ALEXANDRE GAUTHIER 3

« Je n’ai plus d’apprenti ici depuis 5 ans. Pourquoi ? Parce que je suis allé de déception en déception.
Tu as beau être le maitre d’apprentissage, si le jeune ne travaille pas en classe, tu n’as pas de temps pour l’inciter au boulot et réellement t’occuper de lui. Quand l’école te téléphone pour te dire que le jeune n’est pas à l’école ce matin, ce n’est pas à moi de le prendre en charge.

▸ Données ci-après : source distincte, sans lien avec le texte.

PR #166, opened 2019-08-30
setup_system: add proxy configuration for docker

askervin:

### DIFF
--- a/clr-k8s-examples/setup_system.sh
+++ b/clr-k8s-examples/setup_system.sh
@@ -123,6 +123,24 @@ Environment="SOCKS_PROXY=${socks_proxy}"
 Environment="NO_PROXY=${no_proxy},${ADD_NO_PROXY}"
 EOF
 		done
+		# Add docker client proxy configuration for containers.
+		# If the configuration file already exists,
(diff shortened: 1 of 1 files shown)


krsna1729:
Was $RUNNER with docker tried? Also we don't install docker as part of this setup. Can you describe more in the commit and the first message in this conversation?

https://github.com/clearlinux/cloud-native-setup/blob/be164144e4c69c12cd2b2b4e835ec3cd21010839/clr-k8s-examples/setup_system.sh#L115-L124

askervin:
I'm running `metrics` scripts in a setup where clear-live-server has been just installed and `setup_system.sh` executed.

Running `cloud-native-setup/metrics/report/makereport.sh` needs docker. Launching `dockerd` will not be enough: successful run of `makereport.sh` needs docker client proxy configuration (or alternatively extra proxy handling software).

The point of this patch is to extend `setup_system.sh` so that `grabdata.sh` and `makereport.sh` run without any further setups or manual proxy configurations.

krsna1729:
move it into metrics. does not make sense to do it on every machine in the cluster.

askervin:
Thanks! Closing.

PR #173, opened 2019-09-03
adding detailed instructions for vagrant setup on clear linux

knangia:
Added command for installing unzip bundle since vagrant.sh requires unzip, else it will error out. Similarly, added command for installing rsync bundle, since Vagrantfile requires it. These bundles need to be added explicitly on some clear images. Also, removed the sudo, since running as normal user works fine.

### DIFF
--- a/clr-k8s-examples/vagrant.md
+++ b/clr-k8s-examples/vagrant.md
@@ -34,16 +34,15 @@ Note, vagrant installation steps were derived from:
 
 ## Install vagrant on Clear Linux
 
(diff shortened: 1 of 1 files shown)


CraigSterrett:
I would recommend starting with a sudo swupd update.
Then when installing using the clear vm image in the lab I found I was also missing wget and kvm-host.
Maybe instead of listing each separate you could have something like 
"Making sure prerequisite packages are installed"
swupd bundle-add unzip rsync wget kvm-host

knangia:
sounds good, will do.

CraigSterrett:
LGTM tested and the it all works now on lab VM

PR #454, opened 2026-05-02
frieren: per-axis tau_y/z loss weights 2x on SOTA stack

morganmcg1:
## Hypothesis

Our three worst test metrics are all tau (wall-shear) components on axes that our loss doesn't distinguish:

| Axis | Test result | AB-UPT target | Gap ratio |
|------|------------|---------------|-----------|
| tau_y | 9.233% | 3.65% | **×2.53** |
| tau_z | 10.449% | 3.63% | **×2.88** |
| tau_x | 7.253% | 5.35% | ×1.36 |

The current loss treats all surface prediction components equally. But tau_y and tau_z have more than 2.5× larger gaps to target than tau_x, while tau_x is already much closer. Upweighting tau_y and tau_z in the loss should force the model to reduce errors on the components it's most struggling with, at a modest cost to the already-adequate tau_x.

This requires a small code change to `train.py` to apply per-axis weights to the surface loss components. No new CLI flags needed — hardcode the weights in the loss function.

**Expected mechanism**: tau_y and tau_z represent lateral and vertical shear stress. On a car body, these components depend on complex flow separation patterns and are harder to learn than streamwise (tau_x) shear. Boosting their loss signal should increase gradient flow to the representations most predictive of these physically challenging components.

## Instructions

**Change: Add per-component loss weights to the surface loss in `train.py`**

1. **Locate the surface loss computation** in `train.py`. The surface prediction `out["surface_preds"]` has shape `[B, N_surface, 4]` where the 4 components are `[surface_pressure, tau_x, tau_y, tau_z]` (confirm the exact channel ordering by checking the data loader or training code).

2. **Apply per-axis weights** to the per-component loss before averaging:

```python
# Per-axis surface loss weights: [surface_pressure, tau_x, tau_y, tau_z]
# Upweight tau_y (idx 2) and tau_z (idx 3) by 2x, keep others at 1.0
SURFACE_COMPONENT_WEIGHTS = torch.tensor([1.0, 1.0, 2.0, 2.0], 
                                          device=preds.device, dtype=preds.dtype)

# Apply before reducing: multiply per-component losses by weights
# If loss is computed as: component_losses = (preds - targets).pow(2).mean(dim=[0,1])  # shape [4]
# Then: weighted_loss = (component_losses * SURFACE_COMPONENT_WEIGHTS).mean()
```

[...]

PR #484, opened 2026-05-03
frieren: volume-points curriculum 16k->65k on SOTA stack

morganmcg1:
## Hypothesis

Volume tokens currently train at the full 65k points/sample from epoch 1. With ~12-epoch training budget and Transolver's slice-attention scaling with token count, the optimizer spends early epochs propagating gradients through a maximally-noisy 65k-point context. **Curriculum on volume point count** — ramp from `vol_pts ∈ {16384, 32768, 49152, 65536}` over the first 4 epochs — gives early gradients a smaller, denser sample of the volume domain to converge on, then expands to the full point budget once basic structure is learned.

This is analogous to image-resolution curriculum in vision (low-res → high-res), and to Petrov-Galerkin coarse-to-fine in numerical methods. Surface points stay at 65k throughout (they're already the SOTA setup).

## Instructions

1. **Add CLI flag `--volume-points-curriculum` (default empty/None)** in `target/train.py`. Parse format `"epoch:n_points,epoch:n_points,..."` e.g. `"0:16384,1:32768,2:49152,3:65536"`.

2. **In the training loop / dataloader setup,** at the start of each epoch, look up the current volume-points target from the curriculum schedule and update the dataloader's `train_volume_points` for that epoch. Validation/test always use 65536 (full).

3. **Be careful with sampler/dataloader recreation across epochs** — DDP samplers must be re-seeded per epoch. The simplest path: tear down and rebuild the train DataLoader at epoch start when the curriculum step changes; reuse otherwise.

4. **Keep surface points at 65536 throughout.** Only volume points change.

**Reproduce command (DDP8, on SOTA stack):**

```bash
  --agent frieren --optimizer lion --lr 1e-4 --weight-decay 5e-4 \
  --pos-encoding-mode string_separable --use-qk-norm --rff-num-features 16 \
  --volume-points-curriculum "0:16384,1:32768,2:49152,3:65536" \
  --wandb-group frieren-vol-curriculum \
  --wandb-name frieren/volume-points-curriculum-4step
```

## Baseline

- SOTA to beat: PR #387 alphonse, **val_abupt=7.3816%** (EP11), test=8.5936%.
- Volume_pressure is the #1 laggard at test=12.19% vs AB-UPT 6.08%.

Je ne suis ni son père, ni son professeur, juste un maître de stage qui a la responsabilité de son propre restaurant. Ce n’est pas à moi de l’éduquer. Je ne veux pas et ne peux pas être le gendarme pour ces jeunes. Mon métier, c’est de faire tourner ma cuisine et mon restaurant.
J’admire le travail de Régis Marcon et de tous les cuisiniers qui s’investissent dans la formation, mais mon actualité n’est pas là. Je ne peux pas avancer avec des jeunes qui parfois trichent dans le travail, et c’est pour cela que j’ai abandonné.
J’ai une cuisine tellement ouverte sur la salle que ce n’est pas possible de faire vivre à la clientèle une quelconque pression. Sous le regard des clients, tout doit être huilé, sans aucune anicroche.
Par contre, je prends des stagiaires, vers 19 ans, qui sont certainement plus mûrs et surtout qui ont une réelle volonté d’apprendre et de travailler.
Ce n’est pas parce que les charges sur les apprentis sont faibles que c’est une bonne raison de les accueillir. Non un apprenti, c’est avant tout du temps passé avec lui pour le guider dans sa formation.»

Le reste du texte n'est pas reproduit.